__Work to complete__:
Retype exactly the lines from the one with "implementations out there." down to the final line of the material below, both included, and nothing more.

-----

PR #352, opened 2016-08-31
Clarify we are talking about the MRI

OriPekelman:


sruggier:
I think we can clarify this point in a simpler way if we add a header so the outline looks like this:
### Supported versions
#### Ruby MRI
* 2.3

Crell:
What's an MRI?

JGrubb:
@Crell "Matz' Ruby Interpreter" - the original implementation of Ruby by the creator, as opposed to JRuby or Rubinius or YARV or any of the alternative Ruby implementations out there.

OriPekelman:
Done in https://github.com/platformsh/platformsh-docs/commit/35ee0a46d8d0af9db6f5a62e301499b15dbb7a68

-----

__Response__:
@Crell "Matz' Ruby Interpreter" - the original implementation of Ruby by the creator, as opposed to JRuby or Rubinius or YARV or any of the alternative Ruby implementations out there.

OriPekelman:
Done in https://github.com/platformsh/platformsh-docs/commit/35ee0a46d8d0af9db6f5a62e301499b15dbb7a68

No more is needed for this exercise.